PR #131, opened 2021-08-18
Capable using libbpf 

DevasiaThomas:
Hi Guys,
I'm new to a few things - Rust and ebpfs. @anakryiko's your blog posts a good starting point resource when approaching ebpfs from a high level language. I had a few issues with my dev env that @danobi helped with- ty for that. I took the suggestion in the blogposts and partially converted [capable(8)](https://github.com/iovisor/bcc/blob/master/tools/capable.py) to contribute as an example here and possibly contribute more to this repo, if I can. I say partially because:

* [filter_by_containers()](https://github.com/iovisor/bcc/blob/0120770f3cdcd0540861e2f92c4f796fe09c3ff6/src/python/bcc/containers.py#L73) is a cool helper function in bcc. I thought of implementing it myself, coz it seems to be doable. But I thought, it would be better if it was implemented in someway through ``bpf_helpers.h``. I also noticed all libbpf converted tools that had this function used in their bcc versions just decided to ignore it and not implement the ``--cgroupmap`` and 
``--mntnsmap`` options
* [These](https://github.com/iovisor/bcc/blob/0120770f3cdcd0540861e2f92c4f796fe09c3ff6/tools/capable.py#L261) 4 lines of code hide a whole lot of code that is provided by BCC to do stacktrace stuff. I noticed that libbpf-tools that dealt with stack traces used @ethercflow's(your blog posts helped as well) code in ``trace_helpers``. I was wondering why it's not part of libbpf and by extension libbpf-rs, since a lot of the converted tools do use that and bcc provides that. Hence the stacktrace options are a no-op right now
* The blogposts talk about considering using ``raw_tp/fentry/fexit`` instead of ``tracepoint/kprobe/kretprobe``.  Bcc had a few helper functions around detecting the presence of these features. I thought I could use ``LINUX_KERNEL_VERSION >= KERNEL_VERSION(x, y, z)`` to get around this. But then I saw how a few libbpf-tools did it by using ``fentry_exists(name, mod)`` which made me think its not that simple. However, that function is also part of ``trace_helpers`` - not libbpf.  After detection of those features, libbpf lets you disable autoload. But, I don't think thats possible in libbf-rs right now. The disable autoload exists in ``libbpf_sys`` and is exposed through ``libbpf_rs`` - but the ``bpf_program`` is a private member of the generated code and hence can't be passed over. So for now I just have the ``kprobe`` implemented. Till this detection and autoload disabling  is possible, the ``fentry`` version probably stays commented.

Apart from the request to absorb ``trace_helpers``, I thought it would be cool to actually distribute the latest ``vmlinux.h`` within libbpf and libbpf-rs/cargo(I have a feeling rustaceans might oppose this) to be used in development because I just noticed that I have the same ``vmlinux.h`` as the ``runqslower`` example. 

Also, if you noticed bcc capable  has a lot of ``#ifdefs`` in structs that are controlled by user args, probably to reduce struct size if those options aren't used. I know thats not possible as-is with libbpf, any suggestions on how to achieve this in a smart manner? 

All comments, thoughts and code reviews are highly appreciated :)


DevasiaThomas:
Oh another thing, I think the ``runqslower`` example forgot to swap ``pid`` and ``tgid`` when setting the configuration for bpf code. It had me confused for a while, coz I thought libbpf-rs intelligently handled that somehow

danobi:
Thanks for the PR! Unfortunately I'll be out the rest of the week but I'll take a look the next week.

In the meantime, @anakryiko , should this tool go into libbpf-bootstrap?

anakryiko:
> In the meantime, @anakryiko , should this tool go into libbpf-bootstrap?

@DevasiaThomas this seems to be a Rust implementation of BCC's capable.py, is that right? How complete is it and how compatible with BCC's version (in terms of CLI arguments, output format, features supported, etc) is it?

If it's a complete tool, I think it might make sense to start a discussion over in BCC repo about adding Rust-based tool implementations. We'd need to figure out the best setup, of course, but I think the discussion should start in https://github.com/iovisor/bcc/.

DevasiaThomas:
> @DevasiaThomas this seems to be a Rust implementation of BCC's capable.py, is that right? How complete is it and how compatible with BCC's version (in terms of CLI arguments, output format, features supported, etc) is it?

@anakryiko Yes it is. **Completeness**: No stack traces because of the the symbolization and ``trace_helpers`` discussion above. The ``--cgroupmap`` and ``--mntnsmap`` that tie into BCC's should filter container substitutions aren't there either - I noticed none of the libbpf conversions done in C implement those either. So, I left it unimplemented here as well. I don't think its hard to implement it, but its a handy helper function across multiple tools. As for the ``--unique`` option, I didn't quite understand the how it differentiated between cgroups and pids(I don't think that part is implemented or works). So I extended this option to explicitly ask for pid or cgroup uniqueness.
 
> If it's a complete tool, I think it might make sense to start a discussion over in BCC repo about adding Rust-based tool implementations. We'd need to figure out the best setup, of course, but I think the discussion should start in https://github.com/iovisor/bcc/.

Based on what I said above, compared to other ``libbpf-tools`` conversions,  I lack stack traces. So, not complete with respect to the C conversions but as complete as I could get with Rust.

DevasiaThomas:
> Couple things:
> 
> * could you please remove all the commented out code?
> * please `cargo fmt` to format the rust code

@danobi Done. I had rustfmt working automatically when i saved the files. Idk why cargo fmt and rustfmt have different outputs. I'll look it up later.

examples/capable/src/bpf/capable.bpf.c
```diff
@@ -0,0 +1,103 @@
...
+#include <bpf/bpf_core_read.h>
+
+extern int LINUX_KERNEL_VERSION __kconfig;
+
+const volatile struct {
+    gid_t tgid; //PID to filter
+    bool verbose; // Include non audit logs
+    enum Unique unique_type; // Only unique info traces for same pid or cgroup
+
+} tool_config = {0};
```
danobi, line 18: Nit
```suggestion
} tool_config = {};
```

examples/capable/src/bpf/capable.bpf.c
```diff
@@ -0,0 +1,103 @@
...
+
+
+struct event _event = {0}; //Dummy instance for skeleton to generate definition
```
danobi, line 21:
```suggestion
struct event _event = {}; //Dummy instance for skeleton to generate definition
```

examples/capable/src/bpf/capable.bpf.c
```diff
@@ -0,0 +1,103 @@
...
+    }
+
+    if (!tool_config.verbose && audit == 0) {
+        return 0;
+    }
+
+    uid_t uid = bpf_get_current_uid_gid();
+
+    struct event event = {.tgid = tgid, .pid = pid, .uid = uid, .cap = cap, .audit = audit,
+            .insetid = insetid};
```
danobi, line 72:
```suggestion
    struct event event = {
            .tgid = tgid,
            .pid = pid,
            .uid = uid,
            .cap = cap,
            .audit = audit,
            .insetid = insetid
    };
```

examples/capable/src/bpf/capable.bpf.c
```diff
@@ -0,0 +1,103 @@
...
+
+    if (tool_config.unique_type) {
+        struct unique_key key = {0};
+        key.cap = cap;
```
danobi, line 76: Can we do this in one line? Or does verifier complain?
```suggestion
        struct unique_key key = {.cap = cap};
```

examples/capable/src/bpf/capable.h
```diff
@@ -0,0 +1,23 @@
...
+    uid_t uid;
+    int cap;
+    int audit;
+    int insetid;
+    u8 comm[TASK_COMM_LEN];
+    int kernel_stack_id;
+    int user_stack_id;
+};
+
+enum Unique {UnqOff, UnqPid, UnqCgroup};
```
danobi, line 21: Nit: kernel naming style
```suggestion
enum uniqueness {UNQ_OFF, UNQ_PID, UNQ_CGROUP};
```

examples/capable/src/main.rs
```diff
@@ -0,0 +1,195 @@
...
+    verbose: bool,
+    /// only trace <pid>
+    #[structopt(short, long, default_value = "0")]
+    pid: u32,
+    /// extra fields: Show TID and INSETID columns
+    #[structopt(short = "x", long = "extra")]
+    extra_fields: bool,
+    /// don't repeat same info for the same pid<1> or cgroup<2>
+    #[structopt(long = "unique", default_value = "0")]
+    unique_type: Unique,
```
danobi, line 93: Is the bcc tool using integers as part of cmd line options? If not, would be better to do something more easily human readable

danobi (commented):
Mostly lgtm, just some nits.

Btw, the prog code should follow linux kernel coding style. I pointed out some small stuff I noticed, but the entire file should be using tabs.

examples/capable/src/main.rs
DevasiaThomas: I don't think the --unique worked as advertised in the bcc tool. Thats why I did this. I can definitely change it to parse strings. no probs.

examples/capable/src/bpf/capable.h
DevasiaThomas: @danobi I had it like this first, but when I ``cargo build``, I got warnings for [enum naming conventions](https://doc.rust-lang.org/rust-by-example/custom_types/enum.html). When I thought this was to be a rust project, I thought it might be easier to have it coded rust style in the c code as well so that no compile time warnings happened. I wasn't sure if code-gen should be changed to emit rust convention code or do [this](https://stackoverflow.com/a/64363119/2277013) instead. I'm totally fine changing it back and ignoring that compile time warning. Lmk.

examples/capable/src/bpf/capable.bpf.c
DevasiaThomas: nope no issues there.

examples/capable/src/bpf/capable.h
danobi: Oh, maybe we can add more stuff to https://github.com/libbpf/libbpf-rs/blob/3ff6c9377e4d98c4af700347a99e303e9abff319/libbpf-cargo/src/gen.rs#L666-L670 . Having C code look like C ought to take precedence here. B/c the rust code knows it's using C types but we cannot say the same about the other way around.

DevasiaThomas:
@danobi a side question, does the callback for lost events exist because the rust code was not able to consume events fast enough? or is it lost way before?

danobi:
> @danobi a side question, does the callback for lost events exist because the rust code was not able to consume events fast enough? or is it lost way before?

I believe the lost even callback exists if the prog tries to add data to the ring buffer but the buffer is full. This can occur if userspace isn't emptying the ring buffer fast enough.

danobi:
LGTM, I'll merge if @anakryiko doesn't any any comments in a few days

anakryiko:
Sorry, I haven't payed too much attention. I don't mind, let's land it here.

We should discuss setting up Rust-based infra for libbpf-tools separately. The more complicated the tooling, the biggest advantage of Rust there is over C. But this is a separate discussion from this, of course.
******
◆ GOAL OF THE EXERCISE ◆
Scan the data above; copy every line where "consume" appears.

◆ SOLUTION TO THE EXERCISE ◆
@danobi a side question, does the callback for lost events exist because the rust code was not able to consume events fast enough? or is it lost way before?
> @danobi a side question, does the callback for lost events exist because the rust code was not able to consume events fast enough? or is it lost way before?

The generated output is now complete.